**What you will do**
When you answer, copy every line of the listing below exactly.
..............................
PR #184, opened 2018-07-31
Make it possible to provide custom prefixes AND postfixes for input objects

sergehuber:
Make it possible to provide custom prefixes AND postfixes for input object name generation. This is setup on the container.

The defaults were not changed and are equivalent to :
container.setInputPrefix("Input");
container.setInputPostfix("";

If you want to change the naming generation to something more "compliant" with GraphQL's naming conventions you can change the configuration to:

container.setInputPrefix("");
container.setInputPostfix("Input");

So for example, if generating a name for the input type generated from the class Books it will be called InputBooks in the first configuration and BooksInput in the second configuration. This is also very useful if you are using prefixes to namespace your classes. For example, ACMEBooks will be InputACMEBooks in the first configuration and ACMEBooksInput in the second configuration.

As you can see the prefix and postfix configuration is also very flexible and the "Input" word is just a configuration variable now.

By default, however, nothing changes so existing projects should not break.

Some unit tests were also added to make sure that the generation works properly.

Please don't hesitate if you have any questions or comments about this PR, I will do my best to answer swiftly.

### DIFF
--- a/src/main/java/graphql/annotations/processor/ProcessingElementsContainer.java
+++ b/src/main/java/graphql/annotations/processor/ProcessingElementsContainer.java
@@ -27,7 +27,7 @@ import java.util.Map;
 import java.util.Set;
 import java.util.Stack;
 
-import static graphql.annotations.processor.util.InputPropertiesUtil.DEFAULT_INPUT_POSTFIX;
+import static graphql.annotations.processor.util.InputPropertiesUtil.DEFAULT_INPUT_SUFFIX;
 import static graphql.annotations.processor.util.InputPropertiesUtil.DEFAULT_INPUT_PREFIX;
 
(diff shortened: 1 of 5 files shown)


yarinvak:
It looks very nice, thank you.
@guy120494 can you look at this also?

guy120494:
Looks nice.
Only one request: please change "postfix" to "suffix" (I know it's a petty request :) )

sergehuber:
Actually that change does make sense, I'll do it now.

guy120494:
Please resolve the conflict

sergehuber:
I've just resolved the conflict, I will do the change from postfix to suffix next.

sergehuber:
Ok I've renamed postfix to suffix. I hope you can accept this PR now :)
..............................
**Problem solution**
PR #184, opened 2018-07-31
Make it possible to provide custom prefixes AND postfixes for input objects

sergehuber:
Make it possible to provide custom prefixes AND postfixes for input object name generation. This is setup on the container.

The defaults were not changed and are equivalent to :
container.setInputPrefix("Input");
container.setInputPostfix("";

If you want to change the naming generation to something more "compliant" with GraphQL's naming conventions you can change the configuration to:

container.setInputPrefix("");
container.setInputPostfix("Input");

So for example, if generating a name for the input type generated from the class Books it will be called InputBooks in the first configuration and BooksInput in the second configuration. This is also very useful if you are using prefixes to namespace your classes. For example, ACMEBooks will be InputACMEBooks in the first configuration and ACMEBooksInput in the second configuration.

As you can see the prefix and postfix configuration is also very flexible and the "Input" word is just a configuration variable now.

By default, however, nothing changes so existing projects should not break.

Some unit tests were also added to make sure that the generation works properly.

Please don't hesitate if you have any questions or comments about this PR, I will do my best to answer swiftly.

### DIFF
--- a/src/main/java/graphql/annotations/processor/ProcessingElementsContainer.java
+++ b/src/main/java/graphql/annotations/processor/ProcessingElementsContainer.java
@@ -27,7 +27,7 @@ import java.util.Map;
 import java.util.Set;
 import java.util.Stack;
 
-import static graphql.annotations.processor.util.InputPropertiesUtil.DEFAULT_INPUT_POSTFIX;
+import static graphql.annotations.processor.util.InputPropertiesUtil.DEFAULT_INPUT_SUFFIX;
 import static graphql.annotations.processor.util.InputPropertiesUtil.DEFAULT_INPUT_PREFIX;
 
(diff shortened: 1 of 5 files shown)


yarinvak:
It looks very nice, thank you.
@guy120494 can you look at this also?

guy120494:
Looks nice.
Only one request: please change "postfix" to "suffix" (I know it's a petty request :) )

sergehuber:
Actually that change does make sense, I'll do it now.

guy120494:
Please resolve the conflict

sergehuber:
I've just resolved the conflict, I will do the change from postfix to suffix next.

sergehuber:
Ok I've renamed postfix to suffix. I hope you can accept this PR now :)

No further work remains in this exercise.